From the entries that follow, copy each line in which "shell" appears.

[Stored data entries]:
--------

PR #6300, opened 2022-10-12
test: Autofix printing stats

nmote:
This sets up a tool that clones rules repositories, finds the rules that have a `fix:` field, runs them against their test cases, and counts how many semgrep-core can succesfully render using AST-based autofix.

Optionally, it can also upload this data to our metrics dashboard.

This will allow us to track the performance of AST-based autofix on real-world rules.

I leaned heavily on the parsing-stats code when creating this. The part that clones the repositories is pretty much a direct translation from Bash into OCaml.

I wrote this in the style of a shell script, making use of commonly-available tools where appropriate. Down the line, we may want to replace some of these with various OCaml utilities, but for now I think this is reasonable.

I wrote this in OCaml after the discussion on
https://github.com/returntocorp/semgrep/pull/6276. My initial attempt to write it in Bash did not turn out especially well.

I will follow up to create a CI job that runs this daily.

Test plan:

Manually run, both with and without the `--upload` flag. Without, see that the stats for Python are printed. With, see that the stats for Python are printed and
https://dashboard.semgrep.dev/metric/semgrep.core.python.autofix.pct is updated.

Verify that subsequent runs without removing the `tmp` directory are successful as well.

PR checklist:


aryx:
@mjambon might have feedback based on his experience with ocamlscript and other DSL for shell-in-ocaml

mjambon (approved):

mjambon:
I think this is better than if it were in Bash, given the expertise of our team. It's fine if it works right now but I'm curious about how to make this easier in the future. The things I remember would help are:

* no need to do `open Printf` (in that respect, `open Base` would be better)
* primitives for running commands and IO redirections ([Feather](https://github.com/charlesetc/feather))
* support for ocamlfind packages i.e. the `#require` directive. This can be achieved with `#use "topfind";;`.
* a richer standard library (I mean actually standard and loved by the whole community, which doesn't exist)
* alternatively, specialized libraries for dealing with strings and files conveniently. Regexp syntax is pretty bad in all languages. I was very productive with [mikmatch](https://github.com/mjambon/mikmatch), which I used a lot back in the day (but also is a non-standard syntax, which is incompatible with dev tools).
* making scripts compiled as part of CI, if not run, to catch any regression and need for maintenance. I'm not sure how to do that without adding extra files for a build system. Looking for executable files with an ocaml shebang line and running them with `--help` could be sufficient to ensure that everything's in order.

Based on previous experience, I would limit the use of scripts to single-file programs i.e. no includes via `#use`. If we have a need to split a stats script into multiple modules (files), then it's probably best to write a `dune` file (with the caveat that we still need something to ensure CI checks if the code resides outside of the main OCaml codebase (`semgrep-core/`)).

mjambon:
https://github.com/ocaml-community/ocamlscript should still be usable. I think it no longer requires camlp4 but I'm not sure how well ppx extensions are supported. A very easy command-line parsing utility like https://github.com/hammerlab/ppx_deriving_cmdliner would be great (especially with cmdliner completely buried out of user's sight).

PR #6320, opened 2022-10-14
osemgrep: support for --config p/ocaml

aryx:
test plan:
$ time ./semgrep-core/bin/osemgrep --config p/ocaml --json cli/ semgrep-core/src/
but does not work yet!

PR checklist:

### DIFF
--- a/semgrep-core/src/osemgrep/cli_scan/Semgrep_dashdash_config.ml
+++ b/semgrep-core/src/osemgrep/cli_scan/Semgrep_dashdash_config.ml
@@ -72,6 +72,9 @@ let load_rules_from_file file =
 (* Entry point *)
 (*****************************************************************************)
 
+open Lwt.Syntax
+open Cohttp_lwt_unix
+
 let rules_from_dashdash_config config_str =
   (* TOPORT: resolve rule file URLs; for now we assume it's a file. *)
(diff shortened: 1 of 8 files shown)


semgrep-core/src/osemgrep/cli_scan/Semgrep_dashdash_config.ml
```diff
@@ -10,20 +14,82 @@
...
+  logger#debug "loading local config from %s" file;
+  Parse_rule.parse_and_filter_invalid_rules file
 
 (*****************************************************************************)
 (* Entry point *)
 (*****************************************************************************)
 
-let rules_from_dashdash_config config =
+open Lwt.Syntax
+open Cohttp_lwt_unix
```
IagoAbal, line 76: I would use a module alias instead of an `open` here. Not being familiar with Cohttp I would prefer to easily identify what types and functions belong to it. For example, I skimmed the code and I was wondering what that `Client` module was.

aryx: good idea

aryx: for Lwt.syntax we have to open it, to benefit from the let*, but I can add a comment about it.

PR #6327, opened 2022-10-17
tainting: Add new rule options

IagoAbal:
1. `taint_assume_safe_functions` to assume that function calls do not propagate taint from their arguments to their result.
2. `taint_assume_safe_indexes` to assume that a tainted index does not cause an access expression to be tainted.

Both should help reducing FPs. Also, `taint_assume_safe_functions` is meant to replace the `not_conflicting` option in `pattern-sanitizers`, but is not enough by itself. This e.g. `sink(not_tainted(tainted('a')))` will still be flagged due to how sinks work right now (anything within the range of the sink is considered a sink, also `tainted('a')`). We may also need to generalize `pattern-propagators` so you can enumerate the functions that propagate taint.

Closes PA-1541

test plan:
make test # added two tests

PR checklist:


aryx (approved):

ievans:
@IagoAbal this looks great, are these intended to be stable / relied on by external users or should we market them as experimental / internal?

IagoAbal:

--------

[EXERCISE OUTPUT]:
I wrote this in the style of a shell script, making use of commonly-available tools where appropriate. Down the line, we may want to replace some of these with various OCaml utilities, but for now I think this is reasonable.
@mjambon might have feedback based on his experience with ocamlscript and other DSL for shell-in-ocaml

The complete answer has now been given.